I figure it isn't going to happen within 10 years. Since it isn't even started yet.

When the Americans decided to put a man on the moon, they did it within ten years. In an era where manned space flight was in its infancy

We're now in an era where manned space flight is more or less routine, and where rocket technology and other space technologies have vastly improved.

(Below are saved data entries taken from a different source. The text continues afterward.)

PR #2333, opened 2018-08-03
Run example-tests during build phase, not configure phase

psychon:
Before this:
- `cmake .. && make` takes ~25.9 seconds
- `cmake .. && make -j10` takes ~17.9 seconds
- Re-running `cmake .` in an already configured build directory takes ~8.8 seconds

After this:
- `cmake .. && make` takes ~26.8 seconds
- `cmake .. && make -j10` takes ~12.0 seconds
- Re-running `cmake .` in an already configured build directory takes ~0.3 seconds

(Numbers were only measured once and thus are noisy)

Especially the last point, re-running CMake, is what made working on awesome more painful than necessary, because changing any source file means that the `@FOO@` expansions were considered out of date and you get to wait quite a while for the build.

### DIFF
--- a/tests/examples/CMakeLists.txt
+++ b/tests/examples/CMakeLists.txt
@@ -24,15 +24,13 @@ execute_process(COMMAND lua -e "p = package.path:gsub(';', '\\\\;'); io.stdout:w
 if(NOT SOURCE_DIR AND ${CMAKE_CURRENT_SOURCE_DIR} MATCHES "/tests/examples")
     get_filename_component(TOP_SOURCE_DIR
                            "${CMAKE_CURRENT_SOURCE_DIR}/../.." ABSOLUTE)
-    # Used by .luacov.
-    set(ENV{SOURCE_DIRECTORY} ${TOP_SOURCE_DIR})
 else()
     set(TOP_SOURCE_DIR ${CMAKE_SOURCE_DIR})
 endif()
 
 if (DO_COVERAGE)
   execute_process(
-    COMMAND lua -e "require('luacov.runner')('${TOP_SOURCE_DIR}/.luacov')"
+    COMMAND env "SOURCE_DIRECTORY=${TOP_SOURCE_DIR}" lua -e "require('luacov.runner')('${TOP_SOURCE_DIR}/.luacov')"
     RESULT_VARIABLE TEST_RESULT
     ERROR_VARIABLE  TEST_ERROR
     ERROR_STRIP_TRAILING_WHITESPACE)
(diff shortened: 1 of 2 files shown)


psychon:
Sigh... why does this work locally, but on Travis the example tests are just not run?!?

actionless:
@psychon 
```diff
diff --git a/.travis.yml b/.travis.yml
index a0dd7f480..b0e65793d 100644
--- a/.travis.yml
+++ b/.travis.yml
@@ -190,7 +190,7 @@ script:
         # Run tests/examples explicitly.
         (mkdir -p tests/examples/build \
          && cd tests/examples/build \
-         && cmake $CMAKE_ARGS ..)
+         && cmake $CMAKE_ARGS .. && make)
         do_codecov samples

         make check-unit-coverage || exit 1
```

blueyed:
Thank you!

psychon:
@actionless Oh, right. Thanks! However, this should already have run the example tests, I think:
```
  - travis_run_in_fold "make" make
```

tests/examples/CMakeLists.txt
```diff
@@ -24,15 +24,13 @@ execute_process(COMMAND lua -e "p = package.path:gsub(';', '\\\\;'); io.stdout:w
...
-    # Used by .luacov.
-    set(ENV{SOURCE_DIRECTORY} ${TOP_SOURCE_DIR})
 else()
     set(TOP_SOURCE_DIR ${CMAKE_SOURCE_DIR})
 endif()
 
 if (DO_COVERAGE)
   execute_process(
-    COMMAND lua -e "require('luacov.runner')('${TOP_SOURCE_DIR}/.luacov')"
+    COMMAND env "SOURCE_DIRECTORY=${TOP_SOURCE_DIRECTORY}" lua -e "require('luacov.runner')('${TOP_SOURCE_DIR}/.luacov')"
```
blueyed: Currently it fails to generate coverage:

> build/luacov.stats.out does not exist.

Likely related to this change I would guess (also above maybe).

psychon: My guess is that the missing coverage happens because `make` does not run the example tests. The later run that is now there thanks to @actionless has a different build dir, so will place the `luacov.stats.out` file somewhere completely different...

actionless: so, should SOURCE_DIRECTORY here be changed for that or should example build be changed to put output to a different location?

psychon: This PR shouldn't change anything. Things should still work as before.

Which means that the example tests should be run during `make` (with which I mean our wrapper-Makefile that runs `cmake` and `make` in a build dir). For some reason this does not happen on Travis, but it does happen on the two computers that I tested it with. And debugging things on Travis is annoying. :-/

psychon:
Oh -.-
I found the obvious:
```cmake
if (GENERATE_DOC AND DO_COVERAGE)
    message(STATUS "Not generating API documentation with DO_COVERAGE")
    set(GENERATE_DOC OFF)
endif()
```
So this is not a case of "it was running the tests here previously, why did it stop?", but it really is a problem of getting the luacov output file in the right place (but the question is still: What changed?).

psychon:
I found another "obvious" thing: `$TOP_SOURCE_DIR` is not the same as `$TOP_SOURCE_DIRECTORY`.

psychon:
Okay, those two obvious problems where the cause of the build failure. Is this good to go now?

I'm quite positive it's possible to put a man on Mars within ten years, if only we really want to. If the US would put only a quarter of the money that now goes towards destruction of other people (i.e. the military) towards this mission, it can be done - the amount that goes to their military is so huge, a space mission will look cheap in comparison. It'll need a multiple of spacecraft, one for the crew (with life support for the duration of the trip and a while on Mars), several robotic freighters to carry further supplies needed to set up a permanent base. Indeed it'd be a one-way mission, until the Mars colonists produce the fuel needed for the return trip.

What's missing is the political will. The Americans got to the moon as they thought they were being outcompeted by the Russians, and that this was the only non-selfdestructive way to show the Russians their might (invading Russia would've amounted to suicide of course). This political will, this competition is missing now.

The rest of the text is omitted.